I have been on these boards for a while. I attend 2 Alanon meetings per week with a step study group on Sunday and I have a sponsor.
The majority of the fellas in my men's Alanon recovery group are double winners with some powerful sobriety and wisdom under their belts.

Here's what I know.
The only conscious decision my wife made was taking that first drink. 2 months later, she couldn't stand and was falling up the stairs...I know alcoholics who can do it faster but that's not my business. This view is a bit different than some other posts here but my thoughts come from what Bill says and the stories in the Big Book, which I study.

Anyway, that's all it took and I used to beat myself silly trying to figure out how in the world someone can do the things she did. All it took was 1 drink from her and 2 months later, I couldn't think straight and fell down a hole that nobody could see. She kept drinkin. I kept spinning cycles about her drinking. I tried to make it rational. For me to keep thinking the same way about her and try to figure out why she couldn't just make a better conscious choice was driving me closer and closer to my own death. I don't say that lightly. It's the same hole that brought me to this forum, got me to Alanon and got me to mind myself.
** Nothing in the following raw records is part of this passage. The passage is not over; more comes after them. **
PR #1797, opened 2023-12-14
Log window fixes (solution for issue 1717)

hunterzero99:
Used a buffer written to screen every 100ms to dramatically lower CPU use of log window.  
Limit log window to 10,000 lines to prevent RAM use from constantly increasing. 

Proposed fix for https://github.com/input-leap/input-leap/issues/1717

### DIFF
--- a/src/gui/src/LogWindow.cpp
+++ b/src/gui/src/LogWindow.cpp
@@ -66,12 +66,6 @@ void LogWindow::appendError(const QString& text)
 void LogWindow::appendRaw(const QString& text)
 {
     buffer += text + '\n';
-
-    // Truncate the buffer if it exceeds the maximum size
-    if (buffer.size() > maxBufferSize)
-    {
-        buffer = buffer.right(maxBufferSize);
-    }
 }
 
 void LogWindow::flushBuffer()
--- a/src/gui/src/LogWindow.cpp
+++ b/src/gui/src/LogWindow.cpp
@@ -19,6 +19,8 @@
 
 #include <QDateTime>
 
+#include <QTimer>
+
 static QString getTimeStamp()
 {
     QDateTime current = QDateTime::currentDateTime();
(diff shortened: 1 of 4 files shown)


src/gui/src/LogWindowBase.ui
```diff
@@ -6,7 +6,7 @@
    <rect>
     <x>0</x>
     <y>0</y>
-    <width>800</width>
+    <width>996</width>
```
sithlord48, line 9: Are these changes intended? Sadly when you edit ui files the designer loves to changes other lines you didn't want to on you.

To avoid editing this file at all in the constructor after `setupUi(this)` you can call  `m_LogOutput->setMaximumBlockSize(10000)`

src/gui/src/LogWindow.cpp
```diff
@@ -32,33 +34,58 @@ LogWindow::LogWindow(QWidget *parent) :
...
-    if (!m_pLogOutput->toPlainText().isEmpty())
-        appendRaw("");
+    if (!buffer.isEmpty())
+        buffer += '\n';
 }
 
 void LogWindow::appendInfo(const QString& text)
 {
-    appendRaw(getTimeStamp() + " INFO: " + text);
+    buffer += getTimeStamp() + " INFO: " + text + '\n';
```
sithlord48, line 53: Dont use concatantation insead do this
create a private for the widget
 `QString m_infoLine = QStringLiteral("%1 INFO: %2 \n");`
use this in place of your string 
`buffer.append(m_infoLine.arg(getTimeStamp(), text));`

using concatanation is very slow each + will cause a new check and resize of the string for the sting on the right side of the + for the string here it happens 3 times then again for the buffer... using append and/or arg subs will make this once for the string and once for the buffer.

Making our line a QStringLiteral will reduse the memory use as the template string is made at build time and stored in the binary using it at runtime costs nothing.

src/gui/src/LogWindow.cpp
```diff
@@ -32,33 +34,58 @@ LogWindow::LogWindow(QWidget *parent) :
     // repeatedly until InputLeap is finished
     setAttribute(Qt::WA_DeleteOnClose, false);
     setupUi(this);
+    
+    // Use a timer to flush the buffer every 100 milliseconds
+    QTimer* timer = new QTimer(this);
+    connect(timer, &QTimer::timeout, this, &LogWindow::flushBuffer);
+    timer->start(100);
```
sithlord48, line 41: Instad of flushing every 100msec perhaps flush when the buffer size is some size. this will prevent us from doing any extra syncs if the log is still small

src/gui/src/LogWindow.cpp
```diff
@@ -32,33 +34,58 @@ LogWindow::LogWindow(QWidget *parent) :
...
+
+void LogWindow::flushBuffer()
+{
+    if (!buffer.isEmpty())
+    {
+        // Insert the new log content from the buffer
+        m_pLogOutput->appendPlainText(buffer);
+        buffer.clear();
+
+        // Scroll to the bottom if it was at the bottom before
```
sithlord48, line 79: Pretty sure that you can set a property in the widget for this behavior

sithlord48 (changes requested):
Nice work!
A few changes could make this preform even better.

src/gui/src/LogWindow.cpp
prahal: @hunterzero99 I considered the review and made https://github.com/prahal/input-leap/tree/wip-log-window-fixes above input-leap/master.

I disabled the scroll-to-bottom code because it only stopped scrolling to the bottom if one clicked the text. Not if one clicked the scrollbar or scrolled with the mouse.
As far as I tested the output in the log window already scrolls with new content if I do not act upon it.

I also made the buffer private.

I did not code much in cpp so I took the liberty to make the "QString m_infoLine = QStringLiteral("%1 INFO: %2 \n");" into private attributes. Maybe there is a cleaner way.

I tested this code.
The only issue I have left is that with input-leap set to DEBUG2 mode and log to file the start of the log is not saved to file.
I believe the log-to-file is made from the LogWindow content and this LogWIndow content being truncated to 10000 lines cut the start of the logs (thus the version and other critical data).

Maybe the log-to-file should be handled by your new flushBuffer instead of proxying through the LogWindow code. That would solve this blocker.

prahal: @sithlord48 about setting a property to get this behavior, did you mean "scroll to the bottom if it was at the bottom before"?
Note this behavior is the default one and this code "to scroll to bottom" introduces bugs (it scrolls to bottom even if we use the mouse to move in the QPlaintTextEdit. So I removed it altogether in https://github.com/prahal/input-leap/commit/2192f7233c4196692d7a90dd24fe68a865e43e0c

@hunterzero99 do you want me to take over with a PR from https://github.com/prahal/input-leap/commit/2192f7233c4196692d7a90dd24fe68a865e43e0c bringing @sithlord48 changes to your code?

I ran input-leap with max debug2 logs and had no hangs for days. My modification looks ready to go to master to me.

hunterzero99: That sounds great to me @prahal, thank you!  I haven't had a chance to build from your changes yet, but they seem good to me at a visual review.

All that said, I'm not going down the path of defining the word disease, just like I'm not going down the path of defining God. Hell, my study leader is a double winner and a Doctor. He calls it an Allergy. What am I? A codie? Addicted to my Addict? Insane? There's so many ways other people could define me. My mother in law said I was crazy. I hated her for it but guess what? She's right.

Learning that my wife has a disease, an Allergy, a Gene an Addiction helped me separate the drunk behaviors from the wife I love. That aided in detachment which created more space in my mind to focus on myself. That's all it is to me.

My RAW attends AA, has a sponsor and works her own program. I'm going to let her define what Alcoholism is for herself. I'm not a doctor. I'm not an Alcoholic. I'm not God. How rational was my own choice to try and define for her, what her problem is? I tried to do that for her so many times that she's probably still pissed at me for robbing her of her own dignity to figure it out herself. How cruel of me! Guess what? I wasn't doing it only to her. I realized that my own behavior could be applied to most areas of my life. I'm fixing my overbearing type A control freak behavior. That is how I go from focusing on defining her Disease to working on myself. How's that for 4th stepping it? Wait? Did I just 5th step? I'm here because of her but I'm taking responsibility for my own actions. Believe me when I say, I feel real good for doing that just now. That's growth. That's serenity.

Speaking of that, I know that I have a ton of resentments to work through and do inventory on. The more work I put into myself the more those resentments start to fade. I begin to think less about why my wife did those bad things. I focus less on how her behavior used to baffle and upset me. I'm learning how to let that noise go and for me. Life is so much better when I work on figuring out my own problems.